Classis, Ordo et Fam. indet.

Genus Bavlinella (Schepeleva) Vidal (1976)

Type species. Bavlinella faveolata (Schepeleva) Vidal (1976)

Bavlinella faveolata (Schepeleva) Vidal (1976)

Fig. 6

1974 Sphaerocongregus variabilis Moorman: pls. 1-3

1976 Bavlinella faveolata Vidal : figs. 7A-C

1992 Bavlinella faveolata Schopf : pl. 54-J

2000 Bavlinella faveolata Gaucher: pl. 9, pl. 18.1-18.2

2003 Bavlinella faveolata Gaucher et al.: figs. 5C-H, 6F

2005a Bavlinella faveolata Gaucher et al.: figs. 6a-i

2006 Bavlinella faveolata Gaucher and Germs: figs. 6a-o, 7a-c

2009 Sphaerocongregus variabilis Nagy et al., figs. 1m-n

Type specimen. German et al. (1989) designated a lectotype for the species from the Kotlin Formation of the former USSR. This lectotype has also been illustrated by Schopf (1992: pl. 54-J) . Therefore, the valid designation of a lectotype supersedes any previous restriction of the application of the name of the genus and species Bavlinella faveolata. Sphaerocongregus variabilisMoorman (1974) is thus to be considered as a junior synonym (Vidal 1976, Gaucher et al. 2003).
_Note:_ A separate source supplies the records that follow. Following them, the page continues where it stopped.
PR #14470, opened 2026-09-14
feat: add profiles web ui

IluckySi:
profiles ingestion and storage at #13831
profiles api at #14322
Design at: #8688

1. Add Profiles menu to support Profiles data analysis.
2. Add Profiles data source.

Test demo from #14322，Go pprof  -> OTLP Collector Profiles -> OpenObserve
 
Implementation screenshot：
20260914203108_rec_

image


src/infra/src/table/migration/m20260318_000001_recreate_service_streams_schema.rs
```diff
@@ -66,6 +66,12 @@ impl MigrationTrait for Migration {
                             .not_null()
                             .default("[]"),
                     )
+                    .col(
+                        ColumnDef::new(ServiceStreams::ProfilesStreams)
+                            .json_binary()
+                            .not_null()
+                            .default("[]"),
+                    )
```
hengfeiyang: This is db migration, you can't change any exist migration, you need to add a new migration.

hengfeiyang (changes requested):

src/infra/src/table/migration/m20260318_000001_recreate_service_streams_schema.rs
IluckySi: OK

hengfeiyang:
Re-reviewed at `6b889dfa60d91bb371e56ee1e1f41b42d80154d2`. The migration and formatting/design-token issues are resolved. Three frontend issues remain:

1. **[P2] Recompute relative time on every query** — [Index.vue:351–358](https://github.com/openobserve/openobserve/blob/6b889dfa60d91bb371e56ee1e1f41b42d80154d2/web/src/plugins/profiles/Index.vue#L351-L358)

   `resolvedTimeRange` is cached by `computed`, and the passage of time does not invalidate it. With “Last 15 minutes” selected, clicking Run query five minutes later still sends the original `start_time`/`end_time`. This was reproduced with a clock-controlled component test: the second `end_time` advanced by zero instead of five minutes. Resolve the relative range when starting each query, then share that range between its series and merge requests.

2. **[P2] Prevent stale requests from replacing the current stream’s results** — [Index.vue:639–649](https://github.com/openobserve/openobserve/blob/6b889dfa60d91bb371e56ee1e1f41b42d80154d2/web/src/plugins/profiles/Index.vue#L639-L649)

   Responses update page state unconditionally. Reproduced by starting a slow query for stream B, switching back to A, letting A complete, and then resolving B: the selector shows A while the table displays B’s results. Add request-generation/context checks or cancellation for both query results and metadata; stale completions should also not clear the current request’s loading state.

3. **[P2] Use `profiles_endpoint` for the complete ingestion URL** — [OtelCollector.vue:42](https://github.com/openobserve/openobserve/blob/6b889dfa60d91bb371e56ee1e1f41b42d80154d2/web/src/components/ingestion/profiles/OtelCollector.vue#L42)

   `endpoint` is a base URL. The Collector appends the profiles signal path, so the example produces `/api/{org}/v1/profiles/v1development/profiles` instead of the OpenObserve ingestion route and returns 404. Set `profiles_endpoint` to the complete `/api/{org}/v1/profiles` URL. See the [Collector URL construction](https://github.com/open-telemetry/opentelemetry-collector/blob/main/exporter/otlphttpexporter/factory.go#L179).

The Enterprise compatibility follow-up will be handled by the maintainer after merge; no Enterprise changes are requested from the contributor here.

hengfeiyang (approved):

PR #14472, opened 2026-09-14
fix(web): remeasure Monaco fonts so the query editor caret matches the text

ktx-akshay:
## Problem

In the Monaco query editor (Logs, and any surface using `CodeQueryEditor`), the caret is intermittently drawn to the **left** of the real cursor position:

- Clicking past the end of a query shows the caret several characters before the end.
- Pressing **Right Arrow** there appears to do nothing (the cursor is already at the end of the line, only drawn short), while Left Arrow works.
- The offset grows with the column (~0.7px per character), so long queries are affected the most.
- It happens on some page loads and not others.

## Root cause

Monaco measures glyph widths **once**, when the first editor is created, and caches them for the page's lifetime (`fontInfo.isTrusted: true`). It does not re-measure when web fonts finish loading.

Geist Mono is `font-display: swap` and loads lazily on first use. When the editor is created before the face has loaded, Monaco measures the fallback font and caches that width. Geist Mono then swaps in and the text gets wider, but the caret and cursor offsets keep using the stale width.

Measured on the Logs page:

| | Width per char | Caret at end of `SELECT * FROM "default"` |
|---|---|---|
| Rendered text (Geist Mono) | 8.398px | 193px |
| Monaco cached width (fallback) | 7.699px | 177px |

Whether the editor or the font wins the race differs per load, which is why the bug looked random. Calling `monaco.editor.remeasureFonts()` in the console fixes a broken editor immediately.

## Fix

`web/src/components/CodeQueryEditor.vue`:

1. Before the first editor is created, `await document.fonts.load(...)` for the mono font stack, so the initial measurement uses the real font. A font-load failure is ignored and the editor is still created. The wait happens before the existing-editor check, so the check and `monaco.editor.create` stay synchronous and a double `setupEditor` call (`onMounted` + `onActivated`) can't create two editors.
2. Register a single `document.fonts` `loadingdone` listener, when Monaco loads, that calls `monaco.editor.remeasureFonts()`. This covers any font that finishes loading after an editor already exists.

## How to reproduce (before this change)

1. Open Logs and pick a stream in SQL mode, with a long single-line query, e.g.
   `SELECT * FROM "default" WHERE level = 'error' AND message LIKE '%timeout%' ORDER BY _timestamp DESC`
2. DevTools → Network: enable **Disable cache**, throttle to **Slow 4G**, then hard reload.
3. In the console:
   `monaco.editor.getEditors()[0].getOption(monaco.editor.EditorOption.fontInfo).typicalHalfwidthCharacterWidth`
   → `7.699…` means broken (`8.398…` is correct; reload until broken).
4. Click past the end of the query: the caret is drawn short of the end, and Right Arrow does not move it.

## Verification

- Browser, Logs page, 100-character query, **font downloads delayed 4s**: width `8.398`; after clicking past the end the cursor is at 1:100 with the caret at 831px (text ends at 832px); Left ×3 / Right ×3 move the caret ~8px per step as expected.
- 4 normal reloads: `8.398` every time. Before the fix, 3 of 4 reloads came up at `7.699`.
- No console errors from the change.
- `CodeQueryEditor.spec.ts` + `CodeQueryEditor.completion.spec.ts`: 120 passed, 2 skipped.
- `eslint` and `vue-tsc` pass.

## Notes

- Trade-off: editor creation now waits for the mono font. It is a local asset, so this is normally a few milliseconds; with an artificial 4s delay per font file the editor took ~10.6s to appear. The `loadingdone` re-measure would still correct the caret if we later cap the wait with a timeout.
- The "before" measurements were taken on a Docker build of the app, the "after" ones on this branch's dev server, under the same conditions.
- Only the Logs editor was tested in the browser. Dashboards, alerts and pipelines use the same `CodeQueryEditor` component but were not checked manually.
- Frontend only; no enterprise-gated code touched.


ktx-kirtan (approved):

Shrinath-O2:

```
build-ci-matrix: full matrix: "web/src/components/CodeQueryEditor.vue" matches global_paths
```

</details>

<sub>Updated for `1673caaa8` · attempt 1 · updates in place on every push.</sub>

Shrinath-O2:


[ENT run](https://github.com/openobserve/o2-enterprise/actions/runs/34823272105)

Shrinath-O2:
### 🤖 E2E Council

- **Edition:** oss
- **Needs E2E:** false
- **Feature:** Code Query Editor Font Measurement Fix (area: GeneralTests)

**EDITION: OSS** — The only changed file is web/src/components/CodeQueryEditor.vue, a shared frontend component living under web/src (open-source tree), not under any enterprise-owned path (enterprise/, o2_enterprise/, src/enterprise/). No enterprise keywords (cipher/SAML/RBAC/SDR/logo-management) appear in the path or symbol names, so this is classified OSS.

**SKIP: Yes** — Not skipped via the opt-out path (no tests-added label, empty trigger_comment and feature_hint) and not a docs/CI-only change, but the needs-E2E gate fails (see e2e below), so the run is skipped with reason 'no user-facing UI flow to test'.

**E2E WARRANTED: No** — The diff only adds font-loading/measurement plumbing to the Monaco code editor: a 'loadingdone' listener that calls monaco.editor.remeasureFonts() and an await document.fonts.load() for the mono font. It introduces no new view, control, interaction, validation, or state, and its effect (carets drawn at correct glyph offsets after a webfont swaps in) is not a discrete behavior a Playwright spec can deterministically assert. No E2E is warranted.

**AREA: GeneralTests** — CodeQueryEditor.vue is a shared query-editor component used across Logs, Metrics, Traces, and Dashboards rather than a single product area; since no E2E is warranted the area is set to GeneralTests as the generic bucket and is not otherwise used.

**GROUP: ?** — n/a — skipped: no E2E spec is generated, so no matrix shard (testfolder) needs to be selected or created.

**EXISTING TESTS: No** — No E2E specs under tests/ui-testing/playwright-tests/ are changed in the diff, and no unit/Vitest or Rust tests are touched either; existing_tests_in_diff is false.

PR #14473, opened 2026-09-14
fix(search): honour an explicit SQL LIMIT over size on _search_stream

### LINKED ISSUE #8372: _stream_search request size body and limit in sql don't works as expected

hengfeiyang:
Fixes #8372. Supersedes #14087 — thanks @ameyypawar for the diagnosis.

With `SELECT … LIMIT 1000` and `size: 100`, `_search` returns 1000 rows and `_search_stream` returns 100.

## Cause

`_search` honours the SQL LIMIT because the plan keeps it: `AddSortAndLimit` leaves an existing `Limit` node alone, so `sql.limit` only matters when the SQL has none.

`Sql::new` had the precedence the other way round: `limit` starts at `query.size`, and the SQL's LIMIT was used only when size was `-1`/`0`. The request body defaults `size` to `query_default_limit`, so in practice the SQL LIMIT never reached `sql.limit`. Streaming copies `sql.limit` into its row budget and truncates to it.

`ColumnVisitor.limit` also took the first LIMIT at any depth, so a CTE, subquery or set-op branch LIMIT could stand in for the query's own.

## Change

- `ColumnVisitor` reads LIMIT/OFFSET from the outermost query only.
- `Sql::new`: a positive top-level SQL LIMIT overrides `query.size`. `LIMIT 0` keeps the request size; the plan still returns no rows.
- `_search_stream` resolves its row budget in three cases: a positive SQL LIMIT overrides `size`; with no LIMIT, `size > 0` is used as is; `size: 0` falls back to `query_default_limit`. Negative sizes stay unlimited. Before, `size: 0` left the budget at 0, which disables the stop condition, and each partition's size went negative once rows came back.
- `TopKHeap::new` no longer reserves `k` slots up front, since `k` can now come from SQL text. Capacity starts at `min(k, query_default_limit) + 1` and grows on demand. Results are not clamped.

This also fixes `_search` result-cache hits. `merge_response` truncates to `sql.limit`, so a cached `size: 100` + `LIMIT 1000` query returned 100 rows while an uncached one returned 1000.

## Testing

Local single-node instance, 3,000 rows, cache disabled, same cases on `main` and on this branch:

| SQL | `size` | `main` `_search` / stream | branch `_search` / stream |
|---|---|---|---|
| `SELECT * … LIMIT 1000` | 100 | 1000 / **100** | 1000 / 1000 |
| `SELECT * … ORDER BY seq LIMIT 1000` | 100 | 1000 / **100** | 1000 / 1000 |
| `SELECT * … LIMIT 2000` | omitted | 2000 / **1000** | 2000 / 2000 |
| `SELECT * …` | 100 | 100 / 100 | 100 / 100 |
| `SELECT * … LIMIT 50` | 100 | 50 / 50 | 50 / 50 |
| `WITH a AS (… LIMIT 10) SELECT * FROM a` | 100 | 10 / 10 | 10 / 10 |
| `SELECT * … LIMIT 0` | 100 | 0 / 0 | 0 / 0 |
| `SELECT * …` / `ORDER BY seq` | 0 | 1000 / 1000 | 1000 / 1000 |
| `SELECT * … LIMIT 2000` / `LIMIT 50` | 0 | 2000 / 2000, 50 / 50 | same |

The `size: 0` rows already matched on `main` here because the local data planned into one or two partitions; the negative per-partition size needs several partitions with data and was found by reading `execution.rs`, not reproduced.

- Unit tests: `ColumnVisitor` ignores CTE, subquery and set-op branch limits but keeps a set-op's outer LIMIT; `Sql::new` prefers the SQL LIMIT over size and ignores a CTE's. Both fail with the fix reverted.
- `cargo test -p search -p search_service -p openobserve-api-search --lib`: all pass except `cardinality::tests::test_get_cache_stats`, which fails the same way on `main` when run in parallel and passes on its own.
- CI clippy command clean.

## Not in this PR

- Search jobs size their result from `req.query.size` without reading `sql.limit` (`search_jobs.rs`, `search_job.rs::get_partition_result`), so the same mismatch likely applies there.
- Streaming still subtracts already-returned rows from each partition's size. For SQL with an explicit LIMIT that is a no-op now, since the plan keeps the LIMIT; removing it is a separate cleanup.


Shrinath-O2:

<sub>Updated for `ab388f47a` · attempt 1 · updates in place on every push.</sub>

haohuaijin (approved):

Shrinath-O2:
### 🤖 E2E Council

- **Edition:** oss
- **Needs E2E:** false
- **Feature:** Search SQL LIMIT handling (area: GeneralTests)

**EDITION: OSS** — All 5 changed paths are Rust backend files under src/api/search/, src/search/, and src/search_service/. None are under enterprise/, o2_enterprise/, or src/enterprise/, and there are no enterprise-gated modules or enterprise keywords (cipher/SSO/SAML/RBAC/SDR/logo-management) in the paths or symbol names. Classified as OSS.

**SKIP: Yes** — The change is backend-only (SQL LIMIT parsing/planning and search-stream size handling). No files under web/src/** or the enterprise web layer changed, the trigger comment is empty, and no explicit skip/opt-out label was passed. Since there is no user-exercisable UI flow, the change is skipped for E2E.

**E2E WARRANTED: No** — No user-facing UI flow to verify: the diff alters how an explicit SQL LIMIT maps to the request size, reads only the outermost LIMIT in the column visitor, and adjusts the TopKHeap capacity reservation. These are Rust query/stream internals with no new view, control, validation, or interaction in the frontend, so E2E is not warranted.

**AREA: GeneralTests** — n/a — skipped. The changes are backend search internals, not web/src UI. No Playwright area folder applies because no E2E spec will be generated.

**GROUP: ?** — n/a — skipped. No Playwright spec will be added, so no ci-matrix shard group is assigned.

**EXISTING TESTS: No** — No E2E specs in the diff. The only test files changed are Rust unit/integration tests (src/search/src/datafusion/plan/projections.rs and src/search/src/sql/visitor/column.rs) which are not Playwright E2E coverage, so existing_tests_in_diff stays false.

Material. Seven specimens occur both in thin section ARAT 30 and palynological macerations (ARAT 20, 29C and 35B) of carbonates from the Frecheirinha Formation

Description. The observed specimens were mainly single spheroidal vesicles made up of tens of tightly-packed, micron-sized (1-2 μm) microspheres (Fig. 6.a), thus corresponding to the endosporangia morphotype of Moorman (1974) . Two types of preservation were observed: carbonized remains, mainly occurring in macerations, and hematized specimens (only in thin sections). Both types of preservation are common for the species (e.g. Gaucher 2000, Gaucher et al. 2003, Gaucher and Germs 2006). Diameter of vesicles ranges between 5 and 20 μm (mean=12 μm, N=17).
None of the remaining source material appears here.